═════ Records for the exercise

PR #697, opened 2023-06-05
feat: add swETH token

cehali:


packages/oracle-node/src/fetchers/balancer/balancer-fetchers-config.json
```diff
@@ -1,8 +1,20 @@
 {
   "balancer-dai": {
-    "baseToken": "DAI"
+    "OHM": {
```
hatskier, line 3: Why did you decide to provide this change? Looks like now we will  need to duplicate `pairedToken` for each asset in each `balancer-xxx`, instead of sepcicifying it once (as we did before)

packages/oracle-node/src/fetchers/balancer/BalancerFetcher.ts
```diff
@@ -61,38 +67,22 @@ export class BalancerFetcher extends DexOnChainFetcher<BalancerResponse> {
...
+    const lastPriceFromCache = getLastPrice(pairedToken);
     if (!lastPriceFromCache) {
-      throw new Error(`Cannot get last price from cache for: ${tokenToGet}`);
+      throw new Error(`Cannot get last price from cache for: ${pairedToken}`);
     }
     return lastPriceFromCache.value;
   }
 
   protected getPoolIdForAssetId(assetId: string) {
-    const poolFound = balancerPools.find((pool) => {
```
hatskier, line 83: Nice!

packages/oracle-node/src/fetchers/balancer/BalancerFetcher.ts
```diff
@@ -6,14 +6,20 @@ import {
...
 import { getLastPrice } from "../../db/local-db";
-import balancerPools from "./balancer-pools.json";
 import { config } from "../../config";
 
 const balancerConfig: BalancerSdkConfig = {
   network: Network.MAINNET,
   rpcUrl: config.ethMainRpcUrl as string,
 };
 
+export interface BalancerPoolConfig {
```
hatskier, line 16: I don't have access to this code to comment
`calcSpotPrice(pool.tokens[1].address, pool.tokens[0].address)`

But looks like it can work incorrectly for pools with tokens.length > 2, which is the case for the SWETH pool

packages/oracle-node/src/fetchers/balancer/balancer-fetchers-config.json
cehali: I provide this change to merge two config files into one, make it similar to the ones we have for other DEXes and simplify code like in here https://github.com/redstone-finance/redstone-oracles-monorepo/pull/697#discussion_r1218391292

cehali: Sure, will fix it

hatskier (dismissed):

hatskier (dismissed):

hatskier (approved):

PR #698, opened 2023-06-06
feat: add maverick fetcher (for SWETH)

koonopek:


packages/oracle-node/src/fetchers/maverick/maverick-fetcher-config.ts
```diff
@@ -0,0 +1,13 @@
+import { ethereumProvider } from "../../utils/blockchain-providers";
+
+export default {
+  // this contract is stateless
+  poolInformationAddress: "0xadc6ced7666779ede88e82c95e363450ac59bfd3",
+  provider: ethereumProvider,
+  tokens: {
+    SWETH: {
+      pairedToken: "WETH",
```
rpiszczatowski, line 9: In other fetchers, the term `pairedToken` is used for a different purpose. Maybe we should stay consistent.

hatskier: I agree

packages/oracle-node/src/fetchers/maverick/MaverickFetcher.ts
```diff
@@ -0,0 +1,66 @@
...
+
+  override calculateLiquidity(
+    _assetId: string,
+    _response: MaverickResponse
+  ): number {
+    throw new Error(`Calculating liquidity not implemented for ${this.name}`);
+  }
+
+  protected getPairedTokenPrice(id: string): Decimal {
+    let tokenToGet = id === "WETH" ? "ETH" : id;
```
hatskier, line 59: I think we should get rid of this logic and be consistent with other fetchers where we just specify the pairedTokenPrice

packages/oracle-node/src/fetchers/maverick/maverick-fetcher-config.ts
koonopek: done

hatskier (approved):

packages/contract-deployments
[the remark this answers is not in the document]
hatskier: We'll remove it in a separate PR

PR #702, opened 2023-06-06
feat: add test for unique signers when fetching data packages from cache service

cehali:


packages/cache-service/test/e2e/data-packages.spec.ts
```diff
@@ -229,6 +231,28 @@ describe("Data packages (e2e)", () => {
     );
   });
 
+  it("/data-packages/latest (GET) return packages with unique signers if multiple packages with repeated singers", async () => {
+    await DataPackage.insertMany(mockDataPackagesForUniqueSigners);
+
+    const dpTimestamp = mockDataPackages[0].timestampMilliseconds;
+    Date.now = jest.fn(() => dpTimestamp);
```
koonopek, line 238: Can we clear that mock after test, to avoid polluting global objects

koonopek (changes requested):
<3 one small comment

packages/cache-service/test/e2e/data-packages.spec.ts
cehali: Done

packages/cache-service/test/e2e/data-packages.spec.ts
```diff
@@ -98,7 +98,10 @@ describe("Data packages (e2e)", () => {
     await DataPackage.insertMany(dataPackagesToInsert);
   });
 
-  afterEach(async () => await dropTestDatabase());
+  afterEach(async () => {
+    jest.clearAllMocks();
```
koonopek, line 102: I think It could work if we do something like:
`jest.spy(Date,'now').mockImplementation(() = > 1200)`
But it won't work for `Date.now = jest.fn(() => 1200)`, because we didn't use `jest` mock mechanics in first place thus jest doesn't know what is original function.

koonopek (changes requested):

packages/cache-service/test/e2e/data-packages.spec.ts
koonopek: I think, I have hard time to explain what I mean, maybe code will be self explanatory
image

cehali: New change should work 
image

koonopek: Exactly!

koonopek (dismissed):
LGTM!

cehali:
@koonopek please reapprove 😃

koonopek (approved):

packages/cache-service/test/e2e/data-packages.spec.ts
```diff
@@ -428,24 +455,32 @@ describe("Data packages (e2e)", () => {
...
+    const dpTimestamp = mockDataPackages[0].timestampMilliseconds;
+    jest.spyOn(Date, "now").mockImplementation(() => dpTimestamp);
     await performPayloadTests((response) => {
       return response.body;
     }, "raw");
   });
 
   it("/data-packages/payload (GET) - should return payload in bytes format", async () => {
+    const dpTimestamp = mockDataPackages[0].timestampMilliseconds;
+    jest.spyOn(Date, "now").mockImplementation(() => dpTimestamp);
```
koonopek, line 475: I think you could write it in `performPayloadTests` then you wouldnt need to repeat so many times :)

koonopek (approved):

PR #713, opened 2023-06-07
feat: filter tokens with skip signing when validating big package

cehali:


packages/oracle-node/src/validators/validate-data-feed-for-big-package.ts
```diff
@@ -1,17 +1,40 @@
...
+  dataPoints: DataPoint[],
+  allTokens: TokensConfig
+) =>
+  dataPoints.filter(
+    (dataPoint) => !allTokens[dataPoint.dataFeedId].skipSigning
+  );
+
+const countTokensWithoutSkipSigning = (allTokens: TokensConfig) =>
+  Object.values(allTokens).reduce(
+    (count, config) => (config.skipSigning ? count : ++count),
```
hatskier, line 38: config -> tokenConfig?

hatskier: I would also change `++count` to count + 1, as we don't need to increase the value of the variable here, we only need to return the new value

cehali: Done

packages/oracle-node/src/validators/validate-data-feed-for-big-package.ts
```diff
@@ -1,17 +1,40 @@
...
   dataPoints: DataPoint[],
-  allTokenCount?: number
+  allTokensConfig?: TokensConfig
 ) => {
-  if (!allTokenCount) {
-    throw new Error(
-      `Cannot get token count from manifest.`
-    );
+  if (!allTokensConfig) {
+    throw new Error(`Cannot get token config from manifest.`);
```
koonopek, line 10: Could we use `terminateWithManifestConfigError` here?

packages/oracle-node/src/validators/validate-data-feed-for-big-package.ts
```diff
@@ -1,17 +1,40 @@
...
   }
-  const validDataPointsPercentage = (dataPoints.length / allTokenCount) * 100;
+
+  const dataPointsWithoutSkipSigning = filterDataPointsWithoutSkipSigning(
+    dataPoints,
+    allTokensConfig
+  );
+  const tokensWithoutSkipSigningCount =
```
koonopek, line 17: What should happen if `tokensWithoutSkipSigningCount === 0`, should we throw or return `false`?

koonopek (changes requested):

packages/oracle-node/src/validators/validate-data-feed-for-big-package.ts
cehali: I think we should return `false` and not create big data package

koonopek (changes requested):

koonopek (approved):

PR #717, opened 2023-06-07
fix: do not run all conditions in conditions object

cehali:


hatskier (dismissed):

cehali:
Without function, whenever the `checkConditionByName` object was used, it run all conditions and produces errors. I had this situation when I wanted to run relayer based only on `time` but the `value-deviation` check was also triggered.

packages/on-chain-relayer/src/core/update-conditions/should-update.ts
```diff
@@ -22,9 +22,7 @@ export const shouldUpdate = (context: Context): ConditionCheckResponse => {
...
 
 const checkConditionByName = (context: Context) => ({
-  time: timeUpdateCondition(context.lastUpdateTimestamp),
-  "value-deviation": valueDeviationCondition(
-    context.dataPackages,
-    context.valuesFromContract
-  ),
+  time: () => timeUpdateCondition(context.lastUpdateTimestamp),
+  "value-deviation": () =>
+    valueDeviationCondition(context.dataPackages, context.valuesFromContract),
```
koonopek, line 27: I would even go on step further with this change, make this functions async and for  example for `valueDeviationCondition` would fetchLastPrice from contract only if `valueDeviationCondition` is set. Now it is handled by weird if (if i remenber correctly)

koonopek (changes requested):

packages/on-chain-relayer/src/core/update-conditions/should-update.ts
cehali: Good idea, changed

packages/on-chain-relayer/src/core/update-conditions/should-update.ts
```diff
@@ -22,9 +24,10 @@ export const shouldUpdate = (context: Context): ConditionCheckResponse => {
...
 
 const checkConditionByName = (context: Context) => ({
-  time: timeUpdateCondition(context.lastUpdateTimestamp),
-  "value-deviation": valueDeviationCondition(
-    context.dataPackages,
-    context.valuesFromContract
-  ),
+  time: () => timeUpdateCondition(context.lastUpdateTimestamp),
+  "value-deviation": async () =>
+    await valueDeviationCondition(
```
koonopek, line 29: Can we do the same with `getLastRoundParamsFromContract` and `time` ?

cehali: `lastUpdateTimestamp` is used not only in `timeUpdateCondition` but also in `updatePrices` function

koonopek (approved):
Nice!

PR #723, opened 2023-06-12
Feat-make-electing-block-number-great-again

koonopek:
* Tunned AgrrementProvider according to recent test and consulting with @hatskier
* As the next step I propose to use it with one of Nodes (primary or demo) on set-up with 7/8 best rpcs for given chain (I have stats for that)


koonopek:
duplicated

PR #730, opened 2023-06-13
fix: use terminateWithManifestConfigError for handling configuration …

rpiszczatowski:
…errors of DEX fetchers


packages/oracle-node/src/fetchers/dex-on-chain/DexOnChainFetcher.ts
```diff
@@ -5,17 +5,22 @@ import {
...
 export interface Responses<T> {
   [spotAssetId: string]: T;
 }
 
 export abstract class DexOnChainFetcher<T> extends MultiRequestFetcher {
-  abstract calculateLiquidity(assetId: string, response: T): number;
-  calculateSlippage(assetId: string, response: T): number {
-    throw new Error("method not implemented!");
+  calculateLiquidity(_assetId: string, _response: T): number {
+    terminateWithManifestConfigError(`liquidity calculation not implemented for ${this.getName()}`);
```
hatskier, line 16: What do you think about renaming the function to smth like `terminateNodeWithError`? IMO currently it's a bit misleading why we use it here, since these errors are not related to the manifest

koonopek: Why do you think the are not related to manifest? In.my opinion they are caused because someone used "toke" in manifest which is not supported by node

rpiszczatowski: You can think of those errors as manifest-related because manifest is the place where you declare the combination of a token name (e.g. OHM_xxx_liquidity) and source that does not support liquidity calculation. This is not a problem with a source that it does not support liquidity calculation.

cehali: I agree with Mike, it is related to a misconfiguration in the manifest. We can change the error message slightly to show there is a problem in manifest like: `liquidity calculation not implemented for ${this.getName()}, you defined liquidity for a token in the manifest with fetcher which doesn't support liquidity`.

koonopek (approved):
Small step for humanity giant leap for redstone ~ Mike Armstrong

══════════
═════ Records for the exercise

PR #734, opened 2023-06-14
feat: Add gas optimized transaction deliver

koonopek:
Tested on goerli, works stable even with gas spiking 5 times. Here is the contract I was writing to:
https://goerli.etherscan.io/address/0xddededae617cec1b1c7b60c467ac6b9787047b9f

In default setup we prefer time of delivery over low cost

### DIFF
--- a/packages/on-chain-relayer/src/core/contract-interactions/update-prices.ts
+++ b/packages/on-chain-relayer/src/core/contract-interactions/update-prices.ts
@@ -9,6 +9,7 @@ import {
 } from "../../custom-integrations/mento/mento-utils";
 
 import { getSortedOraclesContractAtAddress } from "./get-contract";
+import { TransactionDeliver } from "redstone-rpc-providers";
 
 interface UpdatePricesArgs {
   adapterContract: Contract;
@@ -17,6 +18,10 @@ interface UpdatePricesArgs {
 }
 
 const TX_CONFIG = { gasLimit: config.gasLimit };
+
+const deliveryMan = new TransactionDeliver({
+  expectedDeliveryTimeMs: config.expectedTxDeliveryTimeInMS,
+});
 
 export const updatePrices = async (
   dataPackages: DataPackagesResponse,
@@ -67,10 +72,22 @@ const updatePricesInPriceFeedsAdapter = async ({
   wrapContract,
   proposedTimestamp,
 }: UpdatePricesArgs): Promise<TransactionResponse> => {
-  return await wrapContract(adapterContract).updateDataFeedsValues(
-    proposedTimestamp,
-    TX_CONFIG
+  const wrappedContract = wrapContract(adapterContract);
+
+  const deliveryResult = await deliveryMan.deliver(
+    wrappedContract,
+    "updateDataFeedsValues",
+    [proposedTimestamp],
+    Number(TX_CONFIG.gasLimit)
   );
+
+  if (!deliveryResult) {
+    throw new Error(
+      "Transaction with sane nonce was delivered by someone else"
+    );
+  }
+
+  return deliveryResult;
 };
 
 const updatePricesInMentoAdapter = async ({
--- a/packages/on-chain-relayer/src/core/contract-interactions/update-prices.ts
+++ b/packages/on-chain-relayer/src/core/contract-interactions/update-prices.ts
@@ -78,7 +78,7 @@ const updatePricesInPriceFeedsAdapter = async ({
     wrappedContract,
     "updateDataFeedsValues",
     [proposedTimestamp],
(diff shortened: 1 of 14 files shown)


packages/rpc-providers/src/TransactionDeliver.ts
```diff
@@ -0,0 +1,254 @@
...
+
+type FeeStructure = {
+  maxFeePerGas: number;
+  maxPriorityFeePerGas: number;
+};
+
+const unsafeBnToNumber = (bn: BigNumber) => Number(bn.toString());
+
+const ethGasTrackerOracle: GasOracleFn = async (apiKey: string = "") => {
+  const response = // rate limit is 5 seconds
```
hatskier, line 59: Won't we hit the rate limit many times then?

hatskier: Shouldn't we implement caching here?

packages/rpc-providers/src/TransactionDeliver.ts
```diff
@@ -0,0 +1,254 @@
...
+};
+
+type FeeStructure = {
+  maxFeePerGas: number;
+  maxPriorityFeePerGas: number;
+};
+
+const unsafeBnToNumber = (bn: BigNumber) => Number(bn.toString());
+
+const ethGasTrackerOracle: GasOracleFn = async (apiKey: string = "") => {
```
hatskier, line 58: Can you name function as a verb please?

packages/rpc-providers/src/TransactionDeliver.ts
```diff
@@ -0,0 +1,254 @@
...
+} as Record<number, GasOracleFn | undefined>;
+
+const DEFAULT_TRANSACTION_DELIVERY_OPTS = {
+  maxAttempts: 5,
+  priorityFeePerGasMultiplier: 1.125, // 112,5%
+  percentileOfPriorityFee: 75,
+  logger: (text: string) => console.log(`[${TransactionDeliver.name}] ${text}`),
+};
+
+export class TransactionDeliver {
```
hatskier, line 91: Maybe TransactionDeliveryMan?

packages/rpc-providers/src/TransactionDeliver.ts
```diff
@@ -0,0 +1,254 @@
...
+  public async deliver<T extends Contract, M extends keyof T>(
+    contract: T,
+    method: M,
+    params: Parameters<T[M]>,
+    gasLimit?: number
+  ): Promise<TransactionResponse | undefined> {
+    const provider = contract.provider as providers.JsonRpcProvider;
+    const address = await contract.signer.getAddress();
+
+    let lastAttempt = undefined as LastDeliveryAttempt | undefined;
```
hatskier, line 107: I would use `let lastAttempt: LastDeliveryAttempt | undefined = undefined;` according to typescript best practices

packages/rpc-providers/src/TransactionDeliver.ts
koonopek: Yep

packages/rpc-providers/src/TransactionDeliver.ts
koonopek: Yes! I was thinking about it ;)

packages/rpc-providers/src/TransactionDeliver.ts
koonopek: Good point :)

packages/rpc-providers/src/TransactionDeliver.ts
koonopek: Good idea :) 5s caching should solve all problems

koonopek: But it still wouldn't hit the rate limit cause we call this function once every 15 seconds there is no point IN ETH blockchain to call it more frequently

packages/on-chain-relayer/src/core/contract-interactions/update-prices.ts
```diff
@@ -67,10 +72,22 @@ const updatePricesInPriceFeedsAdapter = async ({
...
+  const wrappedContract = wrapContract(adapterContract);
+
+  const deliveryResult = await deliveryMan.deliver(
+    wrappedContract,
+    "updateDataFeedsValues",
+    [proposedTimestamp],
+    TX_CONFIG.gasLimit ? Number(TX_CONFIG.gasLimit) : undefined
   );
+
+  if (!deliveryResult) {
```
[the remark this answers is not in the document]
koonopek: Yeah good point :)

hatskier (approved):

══════════
═════ Records for the exercise

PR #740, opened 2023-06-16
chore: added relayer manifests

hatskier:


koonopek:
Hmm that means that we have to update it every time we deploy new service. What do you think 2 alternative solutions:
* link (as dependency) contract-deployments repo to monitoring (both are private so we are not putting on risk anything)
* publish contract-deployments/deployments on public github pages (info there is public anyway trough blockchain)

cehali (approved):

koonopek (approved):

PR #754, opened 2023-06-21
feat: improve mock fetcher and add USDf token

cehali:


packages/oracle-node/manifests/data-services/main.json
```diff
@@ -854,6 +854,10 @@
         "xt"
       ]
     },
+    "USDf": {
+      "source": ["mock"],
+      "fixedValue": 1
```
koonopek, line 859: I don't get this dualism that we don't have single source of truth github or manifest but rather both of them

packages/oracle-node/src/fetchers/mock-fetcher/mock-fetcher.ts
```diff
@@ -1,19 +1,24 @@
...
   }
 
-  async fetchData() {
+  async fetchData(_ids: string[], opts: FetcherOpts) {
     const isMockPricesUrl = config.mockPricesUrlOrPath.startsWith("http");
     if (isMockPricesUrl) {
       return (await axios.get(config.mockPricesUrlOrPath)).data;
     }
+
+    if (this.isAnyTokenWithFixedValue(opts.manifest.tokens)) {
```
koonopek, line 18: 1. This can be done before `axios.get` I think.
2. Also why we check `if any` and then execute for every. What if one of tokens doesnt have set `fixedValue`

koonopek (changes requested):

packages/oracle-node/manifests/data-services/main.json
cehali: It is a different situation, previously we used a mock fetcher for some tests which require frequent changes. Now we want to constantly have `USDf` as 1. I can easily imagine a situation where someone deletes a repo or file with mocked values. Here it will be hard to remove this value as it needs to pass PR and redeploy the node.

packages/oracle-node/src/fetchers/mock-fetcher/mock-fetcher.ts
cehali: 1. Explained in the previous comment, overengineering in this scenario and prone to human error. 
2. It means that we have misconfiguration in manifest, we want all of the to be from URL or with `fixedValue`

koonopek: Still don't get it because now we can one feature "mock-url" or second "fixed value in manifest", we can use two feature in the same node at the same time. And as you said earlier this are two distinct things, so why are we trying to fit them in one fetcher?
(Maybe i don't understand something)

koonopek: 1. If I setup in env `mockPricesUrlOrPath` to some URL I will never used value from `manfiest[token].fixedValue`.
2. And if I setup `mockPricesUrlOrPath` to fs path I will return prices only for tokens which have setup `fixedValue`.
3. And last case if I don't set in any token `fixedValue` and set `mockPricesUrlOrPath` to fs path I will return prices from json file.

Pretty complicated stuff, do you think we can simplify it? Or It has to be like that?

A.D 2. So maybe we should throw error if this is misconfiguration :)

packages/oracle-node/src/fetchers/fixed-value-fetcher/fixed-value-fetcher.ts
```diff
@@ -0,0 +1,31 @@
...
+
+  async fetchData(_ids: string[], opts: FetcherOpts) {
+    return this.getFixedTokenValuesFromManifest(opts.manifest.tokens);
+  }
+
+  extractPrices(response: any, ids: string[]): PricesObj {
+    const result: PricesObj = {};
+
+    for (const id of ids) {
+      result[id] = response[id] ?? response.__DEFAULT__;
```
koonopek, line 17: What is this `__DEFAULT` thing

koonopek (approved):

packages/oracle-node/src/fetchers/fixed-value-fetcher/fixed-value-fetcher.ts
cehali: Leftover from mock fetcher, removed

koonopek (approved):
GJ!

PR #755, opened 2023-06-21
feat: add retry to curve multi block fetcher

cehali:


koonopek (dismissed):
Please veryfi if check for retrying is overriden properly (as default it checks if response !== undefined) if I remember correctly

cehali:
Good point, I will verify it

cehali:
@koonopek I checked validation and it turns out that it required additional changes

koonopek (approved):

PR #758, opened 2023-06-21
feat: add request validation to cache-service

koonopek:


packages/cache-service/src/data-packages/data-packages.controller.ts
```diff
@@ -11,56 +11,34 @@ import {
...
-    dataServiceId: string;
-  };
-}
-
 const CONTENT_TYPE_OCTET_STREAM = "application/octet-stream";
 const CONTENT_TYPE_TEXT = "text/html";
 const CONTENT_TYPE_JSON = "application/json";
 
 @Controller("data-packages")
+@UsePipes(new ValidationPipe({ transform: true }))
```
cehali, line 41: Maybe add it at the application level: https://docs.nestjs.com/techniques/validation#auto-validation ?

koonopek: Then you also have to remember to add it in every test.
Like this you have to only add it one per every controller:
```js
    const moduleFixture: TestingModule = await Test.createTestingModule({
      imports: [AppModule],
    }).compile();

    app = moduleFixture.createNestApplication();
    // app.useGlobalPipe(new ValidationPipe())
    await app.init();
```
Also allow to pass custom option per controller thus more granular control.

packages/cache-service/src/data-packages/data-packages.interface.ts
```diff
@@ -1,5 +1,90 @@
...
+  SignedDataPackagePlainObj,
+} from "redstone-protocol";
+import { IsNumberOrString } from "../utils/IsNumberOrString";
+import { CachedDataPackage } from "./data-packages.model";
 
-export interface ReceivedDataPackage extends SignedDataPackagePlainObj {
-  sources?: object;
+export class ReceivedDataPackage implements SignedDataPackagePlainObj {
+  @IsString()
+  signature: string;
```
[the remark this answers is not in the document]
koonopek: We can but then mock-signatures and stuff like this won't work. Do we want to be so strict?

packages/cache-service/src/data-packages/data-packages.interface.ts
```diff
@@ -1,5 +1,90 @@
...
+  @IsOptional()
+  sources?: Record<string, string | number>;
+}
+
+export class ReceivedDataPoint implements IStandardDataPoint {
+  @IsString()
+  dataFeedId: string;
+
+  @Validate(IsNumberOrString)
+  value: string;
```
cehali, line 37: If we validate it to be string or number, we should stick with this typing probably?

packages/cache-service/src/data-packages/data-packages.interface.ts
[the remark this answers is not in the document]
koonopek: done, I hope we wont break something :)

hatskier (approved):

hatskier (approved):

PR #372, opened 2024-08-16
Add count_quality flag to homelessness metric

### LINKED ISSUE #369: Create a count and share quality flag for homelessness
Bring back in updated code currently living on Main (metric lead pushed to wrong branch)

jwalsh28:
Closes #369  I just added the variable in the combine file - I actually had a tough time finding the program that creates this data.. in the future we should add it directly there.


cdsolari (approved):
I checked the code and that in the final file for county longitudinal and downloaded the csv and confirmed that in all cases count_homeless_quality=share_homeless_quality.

══════════

The task: Each line of the data that has the string "github" should be returned.

Answer for this exercise:
cehali: I provide this change to merge two config files into one, make it similar to the ones we have for other DEXes and simplify code like in here https://github.com/redstone-finance/redstone-oracles-monorepo/pull/697#discussion_r1218391292
* publish contract-deployments/deployments on public github pages (info there is public anyway trough blockchain)
koonopek, line 859: I don't get this dualism that we don't have single source of truth github or manifest but rather both of them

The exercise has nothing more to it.